## Data provided
PR #3349, opened 2017-11-16
Fixes #1645 Cannot parse trailing commas in function definitions

### LINKED ISSUE #1645: Cannot parse trailing commas in function definitions
The following code should parse correctly:

``` python
        # Check trailing commas are permitted in funcdef argument list
        def f(a,): pass
        def f(*args,): pass
        def f(**kwds,): pass
        def f(a, *args,): pass
        def f(a, **kwds,): pass
        def f(*args, b,): pass
        def f(*, b,): pass
        def f(*args, **kwds,): pass
        def f(a, *args, b,): pass
        def f(a, *, b,): pass
        def f(a, *args, **kwds,): pass
        def f(*args, b, **kwds,): pass
        def f(*, b, **kwds,): pass
        def f(a, *args, b, **kwds,): pass
        def f(a, *, b, **kwds,): pass
```

Currently we report errors because of the trailing commas.

zooba:
Fixes #1645 Cannot parse trailing commas in function definitions
Rewrites function definition parser to be more reliable. We now parse all syntax valid in any version and then raise errors later.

## Work task
Everything in the material should be repeated exactly as written.

## Expected answer
PR #3349, opened 2017-11-16
Fixes #1645 Cannot parse trailing commas in function definitions

### LINKED ISSUE #1645: Cannot parse trailing commas in function definitions
The following code should parse correctly:

``` python
        # Check trailing commas are permitted in funcdef argument list
        def f(a,): pass
        def f(*args,): pass
        def f(**kwds,): pass
        def f(a, *args,): pass
        def f(a, **kwds,): pass
        def f(*args, b,): pass
        def f(*, b,): pass
        def f(*args, **kwds,): pass
        def f(a, *args, b,): pass
        def f(a, *, b,): pass
        def f(a, *args, **kwds,): pass
        def f(*args, b, **kwds,): pass
        def f(*, b, **kwds,): pass
        def f(a, *args, b, **kwds,): pass
        def f(a, *, b, **kwds,): pass
```

Currently we report errors because of the trailing commas.

zooba:
Fixes #1645 Cannot parse trailing commas in function definitions
Rewrites function definition parser to be more reliable. We now parse all syntax valid in any version and then raise errors later.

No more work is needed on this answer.